Moreover, Dr. Rosen notes that the evidence indicates that Medina was not given any anticipatory guidance until September 11, 1998, after Angel tested with elevated levels on that date doctors at Woodhull advised her of how to clean her apartment to decrease the amount of lead therein. Dr. Rosen points out that although Dr. Hyun saw Angel on four occasions between that date and the date that the doctor tested Angel's blood again on April 9, 1999, he failed to take the opportunity to help Medina better understand what she could do to decrease Angel's further exposure to lead or to identify the source of the lead, thereby allowing Angel's blood level to remain elevated for one year. Indeed, states Dr. Rosen, Angel's lead level increased to a level of 31ug/dl before the lead source was identified and lead condition was abated by the City. According to Dr. Rosen, Dr. Hyun's failure to provide this required education to Medina increased Angel's exposure to lead and was the proximate cause of his resultant injuries.
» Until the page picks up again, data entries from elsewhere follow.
Issue #2873, opened 2026-09-18
quarkus-agent-mcp's quarkus_searchDocs returns no results for quarkus-langchain4j


kdubois:
When using the Quarkus Agent MCP (https://github.com/quarkusio/quarkus-agent-mcp) server, the quarkus_searchDocs tool is unable to find any documentation for quarkus-langchain4j concepts.  

Developers using the Quarkus AI coding assistant get helpful, context-aware answers for core Quarkus features but hit a dead end the moment they ask about anything specific to this extension: AI services, model providers, RAG pipelines, MCP integration, guardrails, etc. This is precisely the area where documentation lookup matters most, given how much configuration and concept knowledge is involved.

geoand:
cc @mariofusco

PR #2875, opened 2026-09-19
Add separate RAG artifact for documentation search

omatheusmesmo:
Supersedes #2629, rebased onto current `main`, with one change on top: `maven_args: -Prag` in the release workflow. The original commit is preserved with @phillip-kruger as author, and `docs-rag/pom.xml` is byte-identical to his.

The Quarkiverse shared release workflow deploys with `mvn -B deploy -DperformRelease ...` and activates no RAG profile on its own, so `skipRagGeneration` stayed `true` and the published artifact carried no `META-INF/quarkus-rag.sql`. 11 of the 12 RAG artifacts currently on Maven Central are empty 2 KB jars for this reason. `quarkus-json-rpc` is the exception, and it passes `maven_args: -Prag` exactly like this.

Verified locally with the profile the workflow now passes:

```
./mvnw -pl docs-rag package -Prag
→ Wrote 971 chunks to .../META-INF/quarkus-rag.sql (5.5 MB)
```

Discovery for a typical application needs one more thing: `RagSqlLoader` resolves direct dependencies only, and applications declare a model provider rather than `quarkus-langchain4j-core`, which is where the pointer file lives. So the artifact would be published and then not found. That is reported with a reproducer in quarkusio/quarkus-agent-mcp#280 and fixed in quarkusio/quarkus-agent-mcp#281, which switches that scan to the transitive overload already used by `SkillReader` there.

`quarkus-json-rpc` does not hit this because it is a single-module extension, so the artifact carrying its pointer is the one applications declare. If quarkusio/quarkus-agent-mcp#281 is not accepted, the alternative is shipping the pointer file in more deployment modules here.

Relates to #2873.


phillip-kruger:
Thanks for picking this up and rebasing it. The diagnosis is right: the shared workflow only passes `-DperformRelease`, so the `release` profile never runs and the jar goes out empty. I'd like two changes before we merge:

**1. `-Prag` will clash with quarkiverse-parent 22.** We're on parent 21. Parent 22 is already on Central and adds its own `rag` profile, which runs `generate-rag` (execution id `generate-extension-rag`) in every module that inherits the parent. Once Renovate bumps the parent, `-Prag` will turn that profile on for the whole reactor, not just `docs-rag`. Every extension module would run the plugin with default settings, and `docs-rag` would run it twice. There are two ways to fix it:

- Rename this module's profile, e.g. `<id>docs-rag</id>`, and pass `maven_args: -Pdocs-rag`, or
- (my preference) move to parent 22 in this PR and use the parent's mechanism:
  - set `guidesDirectory` on the `generate-extension-rag` execution in `docs-rag/pom.xml`
  - drop the hard-coded `0.0.7` so the version comes from the parent's pluginManagement
  - pass `-Drag` in the workflow

  That keeps us in line with the other Quarkiverse repos.

**2. Please remove the `release` profile from `docs-rag/pom.xml`.** It never runs on the real release path. It makes the pom look as if releases already produce the RAG data, which is how this went unnoticed.

About discovery: agreed that this only helps once quarkusio/quarkus-agent-mcp#281 lands, since the pointer file lives in `core/deployment`. That's fine to merge in either order. If #281 doesn't go in, we can talk about putting the pointer file in more modules then.

I'll close #2629 once this is in.

omatheusmesmo:
Hi @phillip-kruger , thanks for reviewing, I addressed the issues mentioned by you. Please review again whenever you have some time! :smile:

phillip-kruger:
Thanks @omatheusmesmo, both points are addressed and this looks good to me. quarkusio/quarkus-agent-mcp#281 is merged too, so discovery through the model-provider dependencies works now.

One follow-up that doesn't need anything from this PR: parent 22 pins `quarkus-documentation-rag-maven-plugin` to 0.0.5, not 0.0.7, so for now the generated data will have the old `quarkus_version` metadata key and `quarkus.io/guides` URLs. `RagSqlLoader` already handles both. I've opened quarkiverse/quarkiverse-parent#262 to release parent 23 with 0.0.7. The version isn't pinned here anymore, so Renovate's bump to 23 will pick it up.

In short, because issues of fact exist as to whether Dr. Hyun's treatment of Angel deviated from the accepted standard of medical treatment and whether any deviation proximately caused Angel's injuries, summary judgment is inappropriate.

Accordingly, Dr. Hyun's motion for an order, pursuant to CPLR 3212, granting summary judgment dismissing the complaint insofar as asserted against him is denied.

This constitutes the decision and order of the court.

E N T E R,

J. S. C. Footnotes

Footnote 1: In their complaint, plaintiffs also allege, inter alia, that defendant Francesco Satallante, the owner of the building in which the infant plaintiffs resided when they were exposed to lead paint, negligently managed the building, allowing the lead paint to remain therein.

Footnote 2: Dr. Hyun and his expert's contend that, in accordance with NYCRR §67-1.3, Dr Hyun'a standard of care is lower since he was not Andrew's primary physician during his first year of life. However,, as noted, Dr. Rosen states that the standard of care in the pediatric medical community in New York City as it relates to assessment and treatment of lead poisoning, is defined not only by the NYCRR, but also by the CDC and the American Academy of Pediatrics, and those latter standards requires greater vigilance for all treating doctors. Moreover, NYCRR 67-13.1 statute states that a non primary care physician should inquire of the parent of a child between 6 months and 6 years of age as to whether a lead screening was performed by his or her primary care physician. The statute further states that if the screening was not performed, the non-primary care physician should perform the screening or refer the child to the appropriate physician for lead screening. Thus, the fact finder could find that, even as a non-primary care physician, Dr. Hyun departed from standards of accepted medical care. Of course, should the jury find liability on the part of both Dr. Hyun and Woodhull, the issue of primary vs. non-primary care may be relevant on the issue of apportionment of damages.